■ **DESCRIPTION OF THE TASK**
Look for the word "const" in the entries below, then copy every line that has it.

■ **EXCERPTED DATA**
PR #1344, opened 2024-05-23
BA-25: Show mailchimp popup when popup=true in url

antkiewiczk:


apps/bajour/pages/_app.tsx
Itrulia, line 1: We should use https://nextjs.org/docs/pages/api-reference/components/script here and no need for a useEffect.

apps/bajour/pages/_app.tsx
```diff
@@ -80,8 +82,24 @@ const ButtonLink = styled('a')`
...
+  }
+}
+
 function CustomApp({Component, pageProps}: CustomAppProps) {
   const siteTitle = 'Bajour'
+  const router = useRouter()
+
+  useEffect(() => {
+    const {popup} = router.query
+    if (popup === 'true') {
```
Itrulia, line 99: Can probably just check if the query param exists.

apps/bajour/pages/_app.tsx
antkiewiczk: should be fine now

Itrulia (approved):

■ **EXPECTED OUTPUT**
@@ -80,8 +82,24 @@ const ButtonLink = styled('a')`
   const siteTitle = 'Bajour'
+  const router = useRouter()
+    const {popup} = router.query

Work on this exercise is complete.